In total three planning applications for the £571m station and other surrounding areas were put forward to the planning committee during a ‘virtual’ meeting – and all were approved with WSP and Grimshaw Architects working heavily on the project.

The announcement – which comes ahead of the HS2 Economic Growth Conference – continues to see HS2 move forward in 2020, after receiving both Government backing and the thumbs up for Parliament to kickstart works. The project will be the first intercity terminus station built since the 19th century.

Stations Director at HS2 Matthew Botelle said: “We’re extremely pleased to receive planning approval for HS2’s Curzon Street station in Birmingham. Our design also allows for future improvements to the public space to ensure inclusive, seamless transport connections for local people, provide opportunities for retail and commercial development, and help drive local investment and regeneration.”

The scheme is currently unprocured – after HS2 restarted the process after receiving a low level of interest initially from firms looking to bid. After some changes, including a cost increase of over £100m, HS2 are now looking to invite firms to tender in the summer as they search for a main contractor.

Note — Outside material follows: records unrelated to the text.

PR #1789, opened 2019-05-16
DRILL-7181: Improve V3 text reader (row set) error messages

paul-rogers:
Adds an error context to the scan framework to add plugin-specific error
context.

Refines how the `columns` column can be used with the text reader. If
headers are used, then `columns` is just another column. An error is
raised, however, if `columns[x]` is used when headers are enabled.

Added additional unit tests to fully define the `columns` column
behavior.

Added another builder abstraction where a constructor argument list
became too long.

### DIFF
--- a/exec/java-exec/src/main/java/org/apache/drill/exec/physical/impl/scan/file/FileScanFramework.java
+++ b/exec/java-exec/src/main/java/org/apache/drill/exec/physical/impl/scan/file/FileScanFramework.java
@@ -22,7 +22,10 @@ import java.util.ArrayList;
 import java.util.Iterator;
 import java.util.List;
 
+import org.apache.drill.common.exceptions.ChildErrorContext;
+import org.apache.drill.common.exceptions.CustomErrorContext;
 import org.apache.drill.common.exceptions.UserException;
+import org.apache.drill.common.exceptions.UserException.Builder;
 import org.apache.drill.exec.physical.impl.scan.file.FileMetadataManager.FileMetadataOptions;
 import org.apache.drill.exec.physical.impl.scan.framework.ManagedReader;
 import org.apache.drill.exec.physical.impl.scan.framework.ManagedScanFramework;
@@ -73,6 +76,20 @@ public class FileScanFramework extends ManagedScanFramework {
    */
 
   public interface FileSchemaNegotiator extends SchemaNegotiator {
+
+    /**
+     * Gives the Drill file system for this operator.
+     */
+
+    DrillFileSystem fileSystem();
+
+    /**
+     * Describes the file split (path and block offset) for this scan.
+     *
+     * @return Hadoop file split object with the file path, block
+     * offset, and length.
+     */
+    FileSplit split();
   }
 
   /**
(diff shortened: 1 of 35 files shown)


exec/java-exec/src/main/java/org/apache/drill/exec/physical/impl/scan/file/FileScanFramework.java
```diff
@@ -206,7 +206,13 @@ protected FileSplit nextSplit() {
 
   @Override
   protected SchemaNegotiatorImpl newNegotiator() {
-    return new FileSchemaNegotiatorImpl(this);
+    SchemaNegotiatorImpl nego = new FileSchemaNegotiatorImpl(this);
+    String tableName = Path.getPathWithoutSchemeAndAuthority(currentSplit.getPath()).toString();
+    if (currentSplit.getStart() != 0) {
+      tableName += String.format(", offset %,d", currentSplit.getStart());
+    }
+    nego.setTableName(tableName);
```
arina-ielchiieva: Not quite sure what table name this will be, why you need offset etc. Can you please give an example?

exec/java-exec/src/main/java/org/apache/drill/exec/physical/impl/scan/framework/SchemaNegotiatorImpl.java
```diff
@@ -73,6 +76,25 @@ public OperatorContext context() {
     return framework.context();
   }
 
+  @Override
+  public RowSetContext parentErrorContext() {
```
arina-ielchiieva: Why we need parent error context?

exec/java-exec/src/main/java/org/apache/drill/exec/physical/rowSet/ResultSetLoader.java
```diff
@@ -41,6 +42,12 @@
 
   public static final int DEFAULT_ROW_COUNT = BaseValueVector.INITIAL_VALUE_ALLOCATION;
 
+  /**
+   * Context for error messages.
+   */
+
+  RowSetContext context();
```
arina-ielchiieva: Can this context be used for some this else rather than errors?
If not, maybe its better to name it `errorContext` everywhere?

exec/java-exec/src/main/java/org/apache/drill/exec/physical/rowSet/RowSetContext.java
```diff
@@ -0,0 +1,31 @@
...
+package org.apache.drill.exec.physical.rowSet;
+
+import org.apache.drill.common.exceptions.UserException;
+
+/**
+ * Provides context information for errors raised in the result set
+ * loader or related classes.
+ */
+
+public interface RowSetContext {
```
arina-ielchiieva: Same here: should we consider naming `RowSetErrorContext`?

exec/java-exec/src/main/java/org/apache/drill/exec/physical/rowSet/ResultSetLoader.java
paul-rogers: Renamed the class. Then, restructured the class to be more generic and moved it into common, alongside UserException. Doing so allowed simplifying usage of the context.

paul-rogers:
Revised the error context to be more general; thanks Arina for the suggestions.

Revised the way that the Drill file system and file split is passed to readers to make the code simpler and more consistent.

arina-ielchiieva:
@paul-rogers, new changes look really good. +1
Please squash the commits and fix build errors.

arina-ielchiieva:
Functional / Advanced tests have passed, all unit tests as well.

The development will have sustainability at heart – with plans to create a zero-carbon station in terms of operation, and to do this they will adopt the latest eco-friendly design and sustainble technologies including capturing rainwater and sustainable power generation, with over 2,800m2 of solar panels located on platform canopies. It’s designed to meet a BREEAM Excellent standard.

The surrounding public realm will include parkland lawns, rain gardens to capture water, wildflower grassland, insect/bird boxes, forest-scale tree planting across the site and an area of new broadleaf woodland which will provide a natural habitat for wildlife.

A Council report said: “The design is truly world class. The elegant and (deceptively) simple form of the main station building clearly reads as a railway station and harks back to traditional station architecture, delivering this in a confident and contemporary way.”